Cannibal Jack has a great narrative flow – based on two versions of Marmon’s supposed “autobiography” that were published in New Zealand newspapers around the time of his death in 1880, it intersperses sections from these with Bentley’s detailed research into the truer story of Marmon’s life. This allows Bentley to highlight and use the more flowery and, frankly, adventurous account of Marmon with the drier details of, for example, ship movements around New Zealand, missionary reports and other, more reliable, sources of historical data.

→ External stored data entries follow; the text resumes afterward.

Issue #1298, opened 2016-09-30
Single-token deletion error node not in parse tree


lionelplessis:
Hi there,

When single-token deletion kicks in and skips a token in a rule with alternative labels (it entered the rule but didn't find the alternative yet) the error node that is created is not attached to the parse tree. If the extra token is present after a valid rule alternative is found then the error node representing the token is correctly present in the parse tree.

This is due to the ParseRuleContext.CopyFrom method not copying children (at least error nodes). 
See the comments on the generated code:

``` java
private VariableExprContext variableExpr(int _p) throws RecognitionException {
   ParserRuleContext _parentctx = _ctx;
   int _parentState = getState();
   VariableExprContext _localctx = new VariableExprContext(_ctx, _parentState); // Base class of alt rule with labels (correct alt not found yet).
   VariableExprContext _prevctx = _localctx;
   int _startState = 6;
   enterRecursionRule(_localctx, 6, RULE_variableExpr, _p);
   int _la;
   try {
      int _alt;
      enterOuterAlt(_localctx, 1);
      {
      setState(36);
      _errHandler.sync(this); // Single-token deletion skips extra token and adds an error node to the children of _localctx (VariableExprContext).
      switch ( getInterpreter().adaptivePredict(_input,3,_ctx) ) {  // A valid alternative is found.
      case 1:
         {
         _localctx = new LiteralExprContext(_localctx); // Simple fields(properties are copied here but not children (which include the sinlge-token deletion error node).
         _ctx = _localctx;
         _prevctx = _localctx;

         setState(33);
         literal();
         }
         break;
```

Some more context and a concrete example:
We are using Antlr 4.5.3 to build a proper grammar/parser for an existing template engine. Target languages are C# and java but we have been working mainly with C# so far. We have both a lexer and parser files to use Antlr modes.
We are writing and testing the grammar using the Antlr plugin for IntelliJ. Note that for this issue the **IntelliJ plugin is misleading** as it shows the missing error node in the tree which is not the case for the TestRig (-gui) (parse tree vs listener issue??).

In our template engine, dynamic expressions in text must be inside _${_ expr _}_ . Expressions mainly support basic operators, a few functions, identifiers and number literals. Our lexer file has a catch-all rule to match any unrecognized character and we skip (hidden channel) whitespace characters.

So expression _${abc}_ is valid. Expression _${ ? abc ? }_ with 2 single invalid '?' tokens before and after a valid labeled alternative produces a parse tree without the error node for the first token.
[...]

PR #1476, opened 2016-12-10
Implement the fix of #1298 for Python targets.

renatahodovan:
The patch adapts the fix in PR #1472 for Python targets.


parrt:
Looks correct. thanks!

PR #1479, opened 2016-12-10
[Cpp] Explain how to install the Cpp tools

alvarogarcia7:


KvanTTT:
This is not actual. The 4.6 version is upcoming.

parrt:
hi. yeah, we're coming out with 4.6 so this stuff will change.

PR #1493, opened 2016-12-12
Realign CSharp runtime with Java runtime, implements #1441

ericvergnaud:


parrt:
@ericvergnaud this mixes js with C# commits. Was that intentional?

ericvergnaud:
No but it doesn't hurt.

Envoyé de mon iPhone

parrt:
ok. thanks; working on C++ at moment. hang on...

PR #1498, opened 2016-12-13
Fixes #1299. matching a set didn't properly notify error strategy of a successful match

### LINKED ISSUE #1299: Matched tokens being marked as error
I found a case where the parser is marking matched tokens found inside error nodes as an error. For instance, given the malformed expression `1 * 2 +++`, this is the resulting tree:

antlr4_parse_tree

However, it's the expected tree:

image

Notice that the operators `+` are being marked as an error in the first tree, although they have being recognized as operators. 

It worth noting that the former tree was generated using the TestRig, while the latter is a screenshot of the tree generated in the IntelliJ plugin. This issue is most likely related to antlr/intellij-plugin-v4#180.

parrt:


parrt:
@antlr/antlr-targets An issue in other targets too. I changed and will see what build says.

Issue #1077, opened 2015-12-20
ANTLR4 problem with malformed(?) backslash-specified unicode literal 


SimonSntPeter:
Trivial bug. Seems to produce invalid java, which then bombs. Problem may be that unicode chars of form "\u..." are expected to be of 4 digits.
This should reproduce

```
fragment MONEYSIGN : [\u24\uA2] ;
```

gets me a java stack dump starting

```
Exception in thread "main" java.lang.NumberFormatException: For input string: "24\u"
```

And it presents a fascinating portrait of Pakeha early involvement with Maori and the way those Pakeha viewed Maori as individuals and as a people. There is lots of detail of Maori life pre-colonisation, and some great examples of Pakeha misinterpretations of Maori concepts of tapu, muru and mana. Bentley also does a skilful job of interpreting Marmon’s stories to tease out the details of Pakeha feelings towards the Maori “way of life” and show us why the histories of Pakeha-Maori like Marmon are still so relevant today.

Marmon became a subject of much myth and speculation by other Pakeha in colonial New Zealand, mostly due to his wild tales of engaging in cannibalism and… yeah, okay, it was mostly the cannibalism. Let’s face it, even now cannibalism has a particular hold on the collective gory imagination of just about every culture in this world, and whether Marmon witnessed and was really involved with quite as much cannibalistic practice as he claimed would have to be open to conjecture, as Bentley makes pretty clear. What isn’t in doubt, however, is that Marmon’s editors/ghost writers knew that including as many details as they could attribute to Marmon’s flippant stories of such things, or embellish, was a great way to ensure readership!

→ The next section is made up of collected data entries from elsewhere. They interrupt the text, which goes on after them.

PR #1523, opened 2016-12-15
New cpp option

parrt:
Updated PR from @mike-lischke to use grammar option not command-line option.


mike-lischke:
Sorry, I don't understand why you changed that to a grammar option. This new option goes hand hand with things like the package option. Why forcing different syntaxes on the user for very similar switches? Also, this setting is very C++ specific, so making this a grammar option is the wrong place IMO. It's something you specify only for the C++ target code generation. The original PR was as good as it could possibly be.

Side note: the .md files are like HTML. Their formatting is determined by the viewer, hence you should not manually break lines.

parrt:
@mike-lischke the editor in my ide didn't break and i was in a hurry. wanted to read.  re option. it mirrors option superClass. It is similar to -package but I leave that for backward compatibility; that should really be an option too. Adding a command-line tool option is a big deal.

mike-lischke:
Sorry to disagree, but superClass is totally different. It's an option that applies to all targets. With a grammar option we have now again something very target specific in a grammar. We should rather strive to get such things out of the grammars. But you are the supreme dictator :-)

parrt:
tool options should be few. also you would pollute the tool option space for one target?  making superClass a tool option makes way more sense than exportMacro.  I don't even like adding the new option you have. ;)  I would have told C++ users to add a -D to the C++ compile to get macro in place. I was opposed to option but had to get 4.6 out and you weren't online.

PR #1528, opened 2016-12-19
Fix for VS 2013 runtime builds (C++)

mike-lischke:
There is an additional revision in the PR (about the new setting) which only contains a reverted doc file. It's not the full revision (I only reverted the manual line breaks). So it should be save to merge as well.


parrt:
@mike-lischke Can we take out the new command-line option? ;)

mike-lischke:
@parrt Not sure what you mean. There is no code wrt. the command line option (it might seem so when you look through the individual commits, but the final change is only in text). See the tab "Files Change 4".

mike-lischke:
Ok, hope now it's fine.

parrt:
Yep, now it's gone. thanks!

Cannibal Jack is also wonderfully illustrated with both recognisable and less well-known images from early Pakeha history. I hope the story of early Maori and Pakeha interactions is as intriguing for other readers as it is for me – because really this is the story of why we are now who we are. Once we were people on opposite sides of the world, and when we came together we muddled through mutual captivation and confusion to some semblance of a nation and culture of our own. Histories like this can only help that grow even more. Three cheers.